Purpose
Group C elected to focus upon developing the most efficient, powerful, and accurate method of propulsion throughout the course of Advance Research and Development for the project. This was chosen as the AR&D focus as the group believed it was the best way to develop most efficient and reliable AEV possible while minimizing the costs of production and performance. An AEV that meets these requirements could be presented by Watts Scientific as a proposal for the Smart City Columbus initiative to advance the field of public transportation.
Methodology
This Resulted in a total of four design iterations being tested, each contributing to the progression of the final design. Each of the designs were tested by running three trials with code designed to execute the task of accelerating the motors to 25% power over 3 seconds then traveling to an absolute position of 5 feet before cutting power on the flat rail. Following each trial, data was extracted from the AEV on its energy usage over time.
Designs
Design 1 consists of the basic components of the AEV kit with the propellers separated and facing the same direction on the T-shaped base. This is the Side-by-Side Configuration and served as the relative sample/control design.

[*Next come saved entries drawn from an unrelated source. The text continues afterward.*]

PR #12788, opened 2026-07-31
Balance: Smart scope gets its scope back, Alt-IFF lockout removal

antlersss:
# About the pull request

Re-buffs the B8 smart scope by:
 - Re-adding its mini-scope component
 - Removing its damage penalty
 - Removing firing delay lockout from alt-iff

NOTE: Removing the firing delay lockout *does not* mean that it acts like regular IFF now. It only means that it will continue to reattempt to fire at the next available shot, instead of applying its own delay ontop of firing delay.

Additionally buffs the mini-scope to give an always-active accuracy buff slightly lower than the red dot, as to not make it objectively worse than the B8.

The B8 was double-nerfed a long time ago by both reducing its damage and introducing alt-iff instead of its former full iff. Both of these nerfs sought to decrease the total effective DPS of a squad of B8's. However, I believe the alt-IFF component was more than enough to make this attachment both unique and non-oppressive. 

As it stands now, the double nerf makes it holistically unappealing as an alternative to options such as the reflex sight and red dot, which offer buffs with very little downside. This PR aims to buff it to be a competitive alternative to the other scope options in the game.

<details>

</details>

# Changelog

:cl:
balance: The B8 Smart Scope no longer applies a damage penalty, and now has its mini-scope component back.
balance: The S4 2x Telescopic Mini-scope now has an accuracy buff when unscoped, slightly lower than the red dot.
balance: Alt-IFF weapons, such as the B8 or M56 Smartguns on frontline mode, no longer apply a half-second lockout when encountering an IFF target in the line of fire, and instead resume shooting at the next firing interval.
/:cl:


ihatethisengine:
Just to clarify, there was never a "double-nerf". Old IFF scope being a subtype of "scope" always had a huge firerate debuff. Replacing it with a simple damage debuff actually increased the DPS. Making it a subtype of "scope" again re-adds the firerate debuff, reducing the DPS drastically (which is basically what made the full IFF scope a notorious noob trap outside of huge squads and some cheese strats like bipod + smartscope). If you really want it to be a scope this much, consider making it a subtype of "scope/mini" (though better still double check other stats it might affect).

10% damage debuff is meant as a trade-off you get for the ability to deal no FF (which kinda indirectly increases your ability to deal damage in a combat situation even more as you don't hesitate to shoot). I don't think the opportunity cost (inability to put RDS, RS or MH) alone is going to cut it really. There are other attachments to get accuracy buffs from (like stock or vertical grip if we are talking m41a).

The extra delay when an ally crosses your firing line is intended to encourage you to still be mindful of your firing line and discourage you from firing blindly.

Sunless2:
Removing both the fire delay and the damage penalty means there is basically no tradeoff to running this, and it will quickly become a meta-pick for the Mk2, especially with aciding not destroying your weapon in one go.

I do like the idea of just removing the damage penalty though.

Though if we were speaking for just the M4RA the buffs you suggested would probably be fine.

sippykot:
> Removing both the fire delay and the damage penalty means there is basically no tradeoff to running this, and it will quickly become a meta-pick for the Mk2, especially with aciding not destroying your weapon in one go.
> 
> I do like the idea of just removing the damage penalty though.
> 
> Though if we were speaking for just the M4RA the buffs you suggested would probably be fine.

there are several attachies that are just straight upgrades
what is the tradeoff for extended barrel? reflex sight? red dot?

as for restricting it to m4ra only, hell no
if anything you should be able to put it on more guns

sippykot:
if you want a downside to the scope, make it add 1-handed scatter and make it a bit slower to 2-hand the gun i guess?

Uristthedorf:
> Though if we were speaking for just the M4RA the buffs you suggested would probably be fine.

Definitely shouldn't exclusive to m4ra gun.

B8 is helpful for privates to play without FFing every other burst.

Ammoniacres:
> > Though if we were speaking for just the M4RA the buffs you suggested would probably be fine.
> 
> Definitely shouldn't exclusive to m4ra gun.
> 
> B8 is helpful for privates to play without FFing every other burst.

The reduction of B8 as a private-only weapon is why it landed in its initial, almost entirely unused state in the first place. The MK2 and its variations are already the training wheels for privates, and the ability to not friendly fire should be acknowledged as the mixed bag as it is rather than the outright benefit it isn't.

sippykot:
> The MK2 and its variations are already the training wheels for privates

this is what plat delta riflemen who die 10 minutes after drop actually believe...

MistChristmas:
Please use other methods to discuss balance implications or anything. Because as we can see it quickly devolves into fruitless comments.

The GitHub comments should be restricted to that of which is actually relevant regarding the code thank you.

cm13-github:

<details><summary>Test Merge Deployed @ 08/11/2026 00:35:06 +00:00:</summary>

##### Server Instance

##### Revision
Origin: 2bc00b4dd22144e6da17752d2058c7b81d535cbc
Pull Request: ce3bec7d952ad48e3ab8c42902fabef18fe2a57e
Server: 657673d82d5618b163b9eabbda12ff45961398d7
</details>
<details><summary>Test Merge Updated @ 08/11/2026 02:06:09 +00:00:</summary>

##### Server Instance
CM13 Live

##### Revision
Origin: 74c04bdc8466a5d03608ce994ce77ce461072443
Pull Request: ce3bec7d952ad48e3ab8c42902fabef18fe2a57e
Server: b539256471b7e3753be0c7d4cecbbfa51d560af0
</details>
<details><summary>Test Merge Removed @ 08/11/2026 07:38:02 +00:00:</summary>

##### Server Instance
CM13 Live
</details>

PR #13107, opened 2026-09-06
JSON Save Tree for Preferences

Drulikar:
# About the pull request

This PR sort of ports https://github.com/tgstation/tgstation/pull/70492 but does a fair bit of things different.

I probably would not TM this unless the path is decided on (not going to change during TMing), and a decision is made about the export verb.

Some things of note generally:
- ~~I currently have the verb available to users to export JSON.~~ **Let me know if the verb should be given another way, or it needs a way to be disabled, or if we want it at all.** There is currently no way for a client to import (TG doesn't currently have an import either; though we'd need to move name bans if we do that and do a lot of sanitization)
- The old byond save file is left intact
- Save file verison upgrade now triggers a save (so it doesn't keep reattempting each load if they don't happen to save manually)
- I removed two situations that sanitization would trigger saving since its niche and if that should be done, any value changing should trigger a save
- I rearranged `save_character` to be before `save_preferences` in `process_link` because only `save_preferences` by default writes to disk
- The logic in preferences datum creation is changed so that things like tgui say loading, quick start job selection, etc occur even if a preference file was loaded
- Unlike the TG implementation, we use an alist and allow direct access to the alist (but I left the getters/setters for now - **but I can remove them**), and use file2text instead of rustg_file_read. 
- Export JSON currently would leave lingering files around in data because ftp/DIRECT_OUTPUT are async so it can't delete the file. I made it not have a timestamp so atleast it'd be one per ckey, disabled the verb to use it, and it probably in the future should perform `fdel("data/preferences_export_working_directory/")` every boot ever we re-enable this functionality

The ultimate reason for this change is to reduce preference overtiming. See Screenshots & Videos below for more info (basic profiler tests - but Harry was also performing some larger N tests in contributors channel). For a while I was doing this as a byond savefile still (to avoid overhead of json_encode and json_decode) but then I was seeing byond save files stuggle with saving larger files...

<details>

Sequencing of events for a byond save file upgrade (that wasn't a tree) as well as a new player connect (Drulikar)
image

Another round (meaning save file already converted)
image

Json export
image

Load slot window: 
image

Master profile (save slot, open role choices, then reload slot)
image

Early json profile (save slot, open role choices, then reload slot)
image

Early byond tree profile (save slot, open role choices, then reload slot)
image

However then I started to see byond saves to be slow with more data: 
image

But then with `dba7c62` going back to json saves are fast again:
image

Using file2text instead of rustg_file_read
image

</details>

# Changelog
:cl: Drathek
qol: Character slot selection now displays the current slot differently
fix: Preference version upgrades now trigger a save immediately
fix: Debugger option quick start will now set CO job selection regardless of save data existing
server: Preferences now use json
/:cl:


code/__HELPERS/logging.dm
```diff
@@ -19,10 +19,14 @@
...
 
+//wrapper macros for easier grepping
 #define DIRECT_OUTPUT(A, B) A << B
-#define SEND_TEXT(target, text) DIRECT_OUTPUT(target, text)
+#define DIRECT_INPUT(A, B) A >> B
+#define SEND_IMAGE(target, image) DIRECT_OUTPUT(target, image)
 #define SEND_SOUND(target, sound) DIRECT_OUTPUT(target, sound)
+#define SEND_TEXT(target, text) DIRECT_OUTPUT(target, text)
 #define WRITE_FILE(file, text) DIRECT_OUTPUT(file, text)
+#define READ_FILE(file, text) DIRECT_INPUT(file, text)
```
hry-gh, line 29: i kinda hate this silly hiding of byond internals but we have so much of it already

hry-gh (dismissed):

hry-gh:
as an aside, letting users export with no import functionality seems totally pointless

code/datums/tree_savefile.dm
```diff
@@ -0,0 +1,127 @@
...
+
+/// Wipes the entire tree
+/datum/json_savefile/proc/wipe()
+	tree?.Cut()
+
+/datum/json_savefile/proc/load()
+	if(!path || !fexists(path))
+		return FALSE
+	try
+		tree = json_decode(rustg_file_read(path))
```
hry-gh: rustg_file_read is just slower than file2text, fyi

benching (under wine, so...?):
<details>
=== 100 B (_bench_100.txt) ===
<~>
n (samples) = 5
tick_lag = 1 (~10 Hz)

file2text:
   ~711 (± 201) runs/tick (95% confidence: 535 .. 887)
rustg_file_read:
   ~208 (± 6) runs/tick (95% confidence: 203 .. 214)
<~>
=== 1 KB (_bench_1000.txt) ===
<~>
n (samples) = 5
tick_lag = 1 (~10 Hz)

file2text:
   ~739 (± 46) runs/tick (95% confidence: 698 .. 779)
rustg_file_read:
   ~158 (± 30) runs/tick (95% confidence: 131 .. 185)
<~>
=== 5 KB (_bench_5000.txt) ===
<~>
n (samples) = 5
tick_lag = 1 (~10 Hz)

file2text:
   ~586 (± 64) runs/tick (95% confidence: 530 .. 642)
rustg_file_read:
   ~166 (± 24) runs/tick (95% confidence: 144 .. 187)
<~>
=== 23 KB (prefs-sized) (_bench_23000.txt) ===
<~>
n (samples) = 5
tick_lag = 1 (~10 Hz)

file2text:
   ~510 (± 41) runs/tick (95% confidence: 474 .. 547)
rustg_file_read:
   ~160 (± 28) runs/tick (95% confidence: 135 .. 185)
<~>
=== 50 KB (_bench_50000.txt) ===
<~>
n (samples) = 5
tick_lag = 1 (~10 Hz)

file2text:
   ~344 (± 56) runs/tick (95% confidence: 295 .. 393)
rustg_file_read:
   ~123 (± 54) runs/tick (95% confidence: 76 .. 171)
<~>
=== 100 KB (_bench_100000.txt) ===
<~>
n (samples) = 5
tick_lag = 1 (~10 Hz)

file2text:
   ~253 (± 9) runs/tick (95% confidence: 245 .. 262)
rustg_file_read:
   ~137 (± 9) runs/tick (95% confidence: 129 .. 145)
<~>
=== 500 KB (_bench_500000.txt) ===
<~>
n (samples) = 5
tick_lag = 1 (~10 Hz)

file2text:
   ~67 (± 4) runs/tick (95% confidence: 63 .. 71)
rustg_file_read:
   ~56 (± 5) runs/tick (95% confidence: 52 .. 61)
<~>
=== 1 MB (_bench_1000000.txt) ===
<~>
n (samples) = 5
tick_lag = 1 (~10 Hz)

file2text:
   ~34 (± 0) runs/tick (95% confidence: 33 .. 35)
rustg_file_read:
   ~36 (± 0) runs/tick (95% confidence: 35 .. 37)
<~>
</details>

Drulikar:
> as an aside, letting users export with no import functionality seems totally pointless

This is their reasoning: https://github.com/tgstation/tgstation/pull/75014

But I discovered its leaving all the temp json files around, so changed it to not be time stamped and disabled the verb for now.

code/datums/tree_savefile.dm
Drulikar: Changed to it and a single new profile result for posterity 
image

hry-gh (dismissed):

cm13-github:

cm13-github:

PR #13139, opened 2026-09-10
Optimization: icon2base64 rust-g call optimization

antlersss:
# About the pull request

Optimizes `icon2base64` by replacing slow, native savefile calls with a call to `rust-g`'s `rustg_iconforge_generate_headless`, making icon conversion 2.5x as fast.
Legacy icon conversion is kept in the codebase as a fallback option.

This should make server initialization faster, as well as mitigate lag spikes related to opening the inventory stripping panel on individuals.

Currently `icon2base64` takes up quite a significant amount of self time when reviewing aggregated data from the most recent 100 rounds. It's no surprise why, considering it writes to a temporary save file and then uses that to return a base64 representation of an icon. Using rust-g's library calls to bypass the native savefile implementation in its entirety promises better performance.

Benchmarked using [wrench-extra](https://github.com/Lohikar/wrench-extra/blob/master/util.dm):

<details>
<summary>Original implementation: (60 runs/tick)</summary>

Benchmark verb:
```
CLIENT_VERB(bench_icon_conversion)
	set name = "Bench icon2base64"
	set category = "Admin"

	var/icon/icon = icon('icons/UI_icons/map_blips.dmi')
	var/list/icon/icon_states = list()
	for(var/icon_state in icon_states(icon))
		icon_states += icon('icons/UI_icons/map_blips.dmi', icon_state = icon_state)

	BEGIN_BENCH_WITH_SAMPLES(1, 1000)
		BENCH_EXPR("init_minimap_icons", icon2base64(pick(icon_states)))
	END_BENCH
	to_chat(mob, SPAN_INFO("Benchmark complete."))
```
Benchmark output:
```
<~>
n (samples) = 1000
tick_lag = 0.5 (~20 Hz)

init_minimap_icons:
	~60 (± 4) runs/tick (95% confidence: 59 .. 60)
<~>
```
</details>

<details>
<summary>Rust-g implementation: (163 runs/tick)</summary>

Benchmark verb:
```
CLIENT_VERB(bench_icon_conversion)
	set name = "Bench icon2base64"
	set category = "Admin"

	var/icon/icon = icon('icons/UI_icons/map_blips.dmi')
	var/list/icon_states = list()
	for(var/icon_state in icon_states(icon))
		icon_states += icon_state

	BEGIN_BENCH_WITH_SAMPLES(1, 1000)
		BENCH_EXPR("init_minimap_icons", icon2base64('icons/UI_icons/map_blips.dmi', pick(icon_states)))
	END_BENCH
	to_chat(mob, SPAN_INFO("Benchmark complete."))
```
Benchmark output:
```
<~>
n (samples) = 1000
tick_lag = 0.5 (~20 Hz)

init_minimap_icons:
	~163 (± 14) runs/tick (95% confidence: 162 .. 164)
<~>
```
</details>

<details>
image

image
</details>

# Changelog

:cl:
code: icon2base64 now uses external rust-g calls instead of slow native /savefile calls.
/:cl:

### DIFF
--- a/code/__HELPERS/icons.dm
+++ b/code/__HELPERS/icons.dm
@@ -844,9 +844,13 @@ world
 	)
 	var/extern_result = rustg_iconforge_generate_headless("tmp/forged.png", json_encode(list("sprite" = sprite_object)), TRUE)
 
-	if (extern_result["file_path"] != "tmp/forged.png" || !fexists("tmp/forged.png"))
+	var/icon64 = ""
+	if (fexists("tmp/forged.png"))
+		icon64 = rustg_hash_file(RUSTG_RNG_FORMAT_BASE64, "tmp/forged.png")
+
+	if (extern_result["file_path"] != "tmp/forged.png" || icon64 == "")
 		// Rust-g errored out, fall back to old implementation
-		log_debug("External rust-g library call for icon2base64 errored out! Reverting to legacy fallback implementation.")
+		log_debug("External rust-g library call for icon2base64 failed! Reverting to legacy fallback implementation.")
 
 		var/savefile/save_buffer = new /savefile("tmp/forged.sav")
 		save_buffer["icon"] << icon(icon_file, icon_state = icon_state)
@@ -861,7 +865,7 @@ world
 		return
 
 	// No need to delete temp file, it'll be overridden by next proc call
-	return rustg_encode_base64(rustg_file_read("tmp/forged.png"))
+	return icon64
 
 /**
  * Center's an image.
--- a/code/__HELPERS/icons.dm
+++ b/code/__HELPERS/icons.dm
@@ -873,6 +873,7 @@ world
 	fdel("tmp/forged.sav")
 
 /// Applies rustg TRANSFORM_OBJECT calls in-house, allowing icons to be manipulated even if rustg fails during the iconforge process.
+/// This function will continue execution even if an individual transform object fails. In the case that it does, it will return FALSE. Otherwise, it will return TRUE.
 ///
 /// YOU SHOULD NOT BE USING THIS UNLESS YOU KNOW WHAT YOU'RE DOING!
 /// To learn, read the documentation for iconforge at:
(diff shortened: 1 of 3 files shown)


boskoramen:
have you used tracy or the profiler to compare execution time before and after? I'd recommend setting up wrench macros locally to compare performance also over a sample: https://github.com/Lohikar/wrench-extra/blob/master/util.dm

e.g.
```dm
BEGIN_BENCH(1)
  BENCH_BLOCK("")
    . = .
END_BENCH
```

see coderbus for more examples or to play around with wrench macros

---

having these numbers to compare would be really helpful to understand the impact of this PR.

also, iirc, there are issues with trying to offload icon generation to rustg. not up-to-date with this stuff though, coderbus might have more insight

Drulikar:
Please provide some comparisons even if is just profiler. We've not found save files to be bad performance. But modifying the same save file multiple times can't be batched without providing byond a single object to work on per operation (e.g. a whole alist tree, or a whole datum to serialize)

antlersss:
Benchmarking completed and added to the PR description.

code/__HELPERS/icons.dm
Drulikar, line 1: You should probably rename the old proc to costly_icon2base64 or something and have your fallback in icon2base64 just call that since this is not a perfect replacement as rust is only handed a dmi and icon_state instead of an icon.

For example on master: 
```js
/client/verb/testing()
	set name = "testing verb"

	var/icon/ash = icon('icons/effects/effects.dmi', "ash")
	var/icon/byond = icon('icons/effects/effects.dmi', "byondlogo")
	ash.Blend(byond, ICON_MULTIPLY)
	ash.Scale(500,500)
	var/result = icon2base64(ash)
	var/data = HTML_FILE("<img src='data:image/png;base64, [result]' />")
	show_browser(src, data, "Testing", "testpopup")
```

Image

But you *should* be able to achieve the same with rust/iconforce, but you currently have no means in your proc to provide this data e.g. https://github.com/cmss13-devs/cmss13/blob/e712b291f42186e3ce18f0155bd51ffe17367e53/code/__DEFINES/__rust_g.dm#L339
 so maybe also consider a third optional argument for a list of extra operations with a comment pointing to the iconforge info above (maybe it has to use rustg_iconforge_generate instead of rustg_iconforge_generate_headless in that situation tho.

I don't really understand the rustg hash source enough to know what are possible returns to know if your failure checks are even correct/necessary.

Drulikar (changes requested):

PR #13140, opened 2026-09-11
Being flayed makes you unrecognizable

kugamo:
# About the pull request

If someone gets flayed, their corpse becomes unrecognizable (loses its name). Unless you're intimately familiar with every single marines bone structure/facial musculature it makes no sense why they'd be recognizable after having their face removed 

Game atmosphere, adds to the horror by correctly simulating how observing a flayed corpse would work.

dreamseeker_OHoc59yYvm
dreamseeker_L0nDH693E6

# Changelog

:cl: Kugamo
add: Flayed corpses no longer identifiable by name.
spellcheck: Wording of examined humans' age, size, and build streamlined.
/:cl:

### DIFF
--- a/code/modules/cm_preds/yaut_weapons.dm
+++ b/code/modules/cm_preds/yaut_weapons.dm
@@ -916,7 +916,9 @@
 				victim.apply_damage(22, BRUTE, limb, sharp = TRUE)
 			for(var/obj/item/item in victim)
 				victim.drop_inv_item_to_loc(item, victim.loc, FALSE, TRUE)
-				victim.status_flags |= PERMANENTLY_DEAD
+			victim.status_flags |= PERMANENTLY_DEAD
+			ADD_TRAIT(victim, TRAIT_FLAYED, user)
+			victim.name = "???"
 			victim.add_flay_overlay(stage = 3)
 
 			//End the loop and remove all references to the datum.
--- a/code/modules/cm_preds/yaut_weapons.dm
+++ b/code/modules/cm_preds/yaut_weapons.dm
@@ -917,7 +917,7 @@
 			for(var/obj/item/item in victim)
 				victim.drop_inv_item_to_loc(item, victim.loc, FALSE, TRUE)
 			victim.status_flags |= PERMANENTLY_DEAD
-			ADD_TRAIT(victim, TRAIT_FLAYED, user)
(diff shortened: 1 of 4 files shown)


code/modules/cm_preds/yaut_weapons.dm
```diff
@@ -916,7 +916,9 @@
 				victim.apply_damage(22, BRUTE, limb, sharp = TRUE)
 			for(var/obj/item/item in victim)
 				victim.drop_inv_item_to_loc(item, victim.loc, FALSE, TRUE)
-				victim.status_flags |= PERMANENTLY_DEAD
+			victim.status_flags |= PERMANENTLY_DEAD
+			ADD_TRAIT(victim, TRAIT_FLAYED, user)
```
fira, line 920: That's not how source works, you typically want a define-string that describe what action caused this

But in all honesty this doesn't use any of the upsides of traits, so it could just have been a mob_flags

fira (dismissed):

code/modules/cm_preds/yaut_weapons.dm
kugamo: I was originally thinking I'd use a status_flag, but those are all used :( 

fix pushed :o)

Design 1: Side-by-Side Propellers
Design 2 consists of the same components except the addition of a custom dual motor bracket to hold the motors and propellers coaxial, or in line, and facing the same direction. This is the Coaxial Configuration.
Design 2: Coaxial Propellers
Design 3 is the same as Design 2, except the propellers face each other and rotate in opposition to each other. This is the Contra-rotating Configuration. This design was created as theoretically, contra-rotating propellers more efficiently and powerfully generate thrust in the same direction due to increased airflow and a balanced net torque.
Design 3: Contra-Rotating Propellers
Design 4 is a completely different design from these propeller configurations. The design consists of a single motor held to the arm by a custom single motor bracket, all fastened to a rectangle base. The motor is connected to a custom pulley wheel with a central divider such that a rubber band can belt the pulley on either side and belt the wheels. This is the Crossed Belt Direct Drive design. This design was created with idea that the efficiency losses of propellers could be negated by directly applying force to the track.
Design 4- Crossed Belt Direct Drive
Results
Of the three propeller based designs tested it was found that the side-by-side propellers configuration was the most efficient, using approximately 28-32J of energy compared to 38-43J of energy per trial consumed by the coaxial design. There was some error in this experimentation as the dual motor bracket was not included in the first design tested, but this did illuminate how much of a factor additional weight plays in energy consumption. The contra-rotating propellers did not move the AEV on the track once the motors started, and due to this design failure data was not extracted from the run. This failure is most likely due to a missing element of the complex design.
As the Side-by-Side configuration proved most efficient, it was selected as the design to be used for Performance Tests 1 and 2. After these Performance Tests were completed, focus was shifted to developing the direct drive design. Executing the same code
Executing the same code as the propeller configurations, the direct drive design consumed significantly less energy than the side-by-side propellers configuration as evidenced by the graph of their respective three trial averages above. The direct drive consumed 18J of energy on average, approximately a 40% reduction from the 30J consumed on average for the sample configuration. The direct drive was also faster, as evidenced by the earlier onset energy plateau in the graph which signals when the power was cut off upon reaching the desired absolute distance. Less swaying was also observed for the design during these runs.
Conclusions and Recommendations
Although the sample AEV proved to be the most efficient of the propeller based designs, it could not compete with direct drive. The latter achieves a simplistic, lightweight design with the use of a single motor. The inclusion of the rubber band increases the traction of the AEV, providing for greater acceleration and stability in mobility and braking. As the Crossed Belt Direct Drive Design used less energy, completed tasks faster, and appeared more stable on the track, it is the final design to be used for the Final Performance test.